### Input data
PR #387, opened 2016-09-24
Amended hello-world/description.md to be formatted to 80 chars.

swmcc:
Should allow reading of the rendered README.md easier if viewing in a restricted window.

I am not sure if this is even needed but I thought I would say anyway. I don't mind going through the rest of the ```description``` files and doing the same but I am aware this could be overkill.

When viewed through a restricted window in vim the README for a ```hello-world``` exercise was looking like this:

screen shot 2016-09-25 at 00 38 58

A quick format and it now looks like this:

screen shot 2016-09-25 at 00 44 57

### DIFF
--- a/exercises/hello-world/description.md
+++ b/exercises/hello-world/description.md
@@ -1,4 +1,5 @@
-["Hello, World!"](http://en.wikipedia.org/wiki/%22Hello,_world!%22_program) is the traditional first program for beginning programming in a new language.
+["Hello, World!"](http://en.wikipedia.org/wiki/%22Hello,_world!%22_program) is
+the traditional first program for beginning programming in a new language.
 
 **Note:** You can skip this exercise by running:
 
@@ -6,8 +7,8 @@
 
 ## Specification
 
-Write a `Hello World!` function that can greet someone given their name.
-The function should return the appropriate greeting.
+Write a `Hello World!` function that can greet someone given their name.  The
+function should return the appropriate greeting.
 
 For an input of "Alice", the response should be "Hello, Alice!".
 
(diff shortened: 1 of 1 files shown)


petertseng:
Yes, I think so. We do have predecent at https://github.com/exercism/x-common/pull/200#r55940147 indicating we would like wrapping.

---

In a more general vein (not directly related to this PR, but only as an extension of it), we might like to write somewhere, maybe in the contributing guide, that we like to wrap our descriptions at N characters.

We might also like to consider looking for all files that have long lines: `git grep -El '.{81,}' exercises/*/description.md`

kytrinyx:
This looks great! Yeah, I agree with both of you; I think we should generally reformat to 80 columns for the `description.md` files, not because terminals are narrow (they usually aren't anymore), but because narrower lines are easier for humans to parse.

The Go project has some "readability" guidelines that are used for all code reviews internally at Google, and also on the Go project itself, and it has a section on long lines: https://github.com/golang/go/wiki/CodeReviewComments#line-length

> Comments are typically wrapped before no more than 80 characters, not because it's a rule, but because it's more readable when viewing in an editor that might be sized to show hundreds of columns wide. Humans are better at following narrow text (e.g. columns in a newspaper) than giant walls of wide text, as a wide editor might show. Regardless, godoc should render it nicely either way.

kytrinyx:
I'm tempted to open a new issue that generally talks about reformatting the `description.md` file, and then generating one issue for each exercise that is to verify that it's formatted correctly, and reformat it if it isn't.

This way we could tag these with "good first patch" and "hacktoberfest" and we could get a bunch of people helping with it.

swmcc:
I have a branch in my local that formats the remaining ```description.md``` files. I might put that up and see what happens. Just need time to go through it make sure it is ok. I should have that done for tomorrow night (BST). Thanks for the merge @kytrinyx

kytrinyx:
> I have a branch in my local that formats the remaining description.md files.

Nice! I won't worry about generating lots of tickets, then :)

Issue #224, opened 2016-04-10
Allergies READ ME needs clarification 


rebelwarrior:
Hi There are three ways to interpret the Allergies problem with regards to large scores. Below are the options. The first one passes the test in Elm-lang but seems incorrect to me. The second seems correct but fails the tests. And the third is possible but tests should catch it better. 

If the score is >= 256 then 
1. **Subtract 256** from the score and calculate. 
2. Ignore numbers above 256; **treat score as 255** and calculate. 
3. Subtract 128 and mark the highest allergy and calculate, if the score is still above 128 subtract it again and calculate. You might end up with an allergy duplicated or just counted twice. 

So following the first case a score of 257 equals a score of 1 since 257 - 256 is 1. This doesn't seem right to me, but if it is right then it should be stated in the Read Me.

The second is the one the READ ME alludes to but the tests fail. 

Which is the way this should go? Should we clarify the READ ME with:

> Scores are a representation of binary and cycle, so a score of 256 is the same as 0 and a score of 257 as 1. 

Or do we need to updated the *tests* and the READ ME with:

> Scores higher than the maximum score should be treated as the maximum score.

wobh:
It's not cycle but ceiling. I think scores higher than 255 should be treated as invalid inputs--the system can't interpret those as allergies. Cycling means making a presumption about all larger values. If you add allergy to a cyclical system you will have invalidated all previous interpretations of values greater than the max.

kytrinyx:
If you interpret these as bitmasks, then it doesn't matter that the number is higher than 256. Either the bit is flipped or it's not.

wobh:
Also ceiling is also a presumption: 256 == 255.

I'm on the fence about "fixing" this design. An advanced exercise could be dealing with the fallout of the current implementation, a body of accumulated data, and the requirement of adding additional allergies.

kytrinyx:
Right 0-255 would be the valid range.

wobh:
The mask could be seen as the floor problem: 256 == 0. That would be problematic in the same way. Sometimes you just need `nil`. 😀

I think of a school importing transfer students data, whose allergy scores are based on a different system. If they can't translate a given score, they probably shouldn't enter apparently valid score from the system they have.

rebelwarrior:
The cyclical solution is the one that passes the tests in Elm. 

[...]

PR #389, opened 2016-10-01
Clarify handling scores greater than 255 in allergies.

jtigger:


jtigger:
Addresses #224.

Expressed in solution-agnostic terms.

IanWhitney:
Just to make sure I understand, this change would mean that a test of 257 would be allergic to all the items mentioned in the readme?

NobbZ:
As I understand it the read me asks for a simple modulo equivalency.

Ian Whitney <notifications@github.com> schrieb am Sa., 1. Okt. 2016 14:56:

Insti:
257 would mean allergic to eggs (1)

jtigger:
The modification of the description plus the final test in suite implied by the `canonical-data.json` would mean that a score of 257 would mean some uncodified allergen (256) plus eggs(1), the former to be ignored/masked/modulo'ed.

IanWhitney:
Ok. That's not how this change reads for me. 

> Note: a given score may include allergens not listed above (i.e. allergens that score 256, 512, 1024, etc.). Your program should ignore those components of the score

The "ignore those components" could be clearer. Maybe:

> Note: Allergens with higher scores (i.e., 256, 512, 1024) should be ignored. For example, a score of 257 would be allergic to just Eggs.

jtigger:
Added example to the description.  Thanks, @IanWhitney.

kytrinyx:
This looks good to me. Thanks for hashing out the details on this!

### Problem to work on
Output only an exact transcription of the lines above from the one with "It's not cycle" up to and including the one with "could be clearer.".

### Response
It's not cycle but ceiling. I think scores higher than 255 should be treated as invalid inputs--the system can't interpret those as allergies. Cycling means making a presumption about all larger values. If you add allergy to a cyclical system you will have invalidated all previous interpretations of values greater than the max.

kytrinyx:
If you interpret these as bitmasks, then it doesn't matter that the number is higher than 256. Either the bit is flipped or it's not.

wobh:
Also ceiling is also a presumption: 256 == 255.

I'm on the fence about "fixing" this design. An advanced exercise could be dealing with the fallout of the current implementation, a body of accumulated data, and the requirement of adding additional allergies.

kytrinyx:
Right 0-255 would be the valid range.

wobh:
The mask could be seen as the floor problem: 256 == 0. That would be problematic in the same way. Sometimes you just need `nil`. 😀

I think of a school importing transfer students data, whose allergy scores are based on a different system. If they can't translate a given score, they probably shouldn't enter apparently valid score from the system they have.

rebelwarrior:
The cyclical solution is the one that passes the tests in Elm. 

[...]

PR #389, opened 2016-10-01
Clarify handling scores greater than 255 in allergies.

jtigger:


jtigger:
Addresses #224.

Expressed in solution-agnostic terms.

IanWhitney:
Just to make sure I understand, this change would mean that a test of 257 would be allergic to all the items mentioned in the readme?

NobbZ:
As I understand it the read me asks for a simple modulo equivalency.

Ian Whitney <notifications@github.com> schrieb am Sa., 1. Okt. 2016 14:56:

Insti:
257 would mean allergic to eggs (1)

jtigger:
The modification of the description plus the final test in suite implied by the `canonical-data.json` would mean that a score of 257 would mean some uncodified allergen (256) plus eggs(1), the former to be ignored/masked/modulo'ed.

IanWhitney:
Ok. That's not how this change reads for me. 

> Note: a given score may include allergens not listed above (i.e. allergens that score 256, 512, 1024, etc.). Your program should ignore those components of the score

The "ignore those components" could be clearer. Maybe:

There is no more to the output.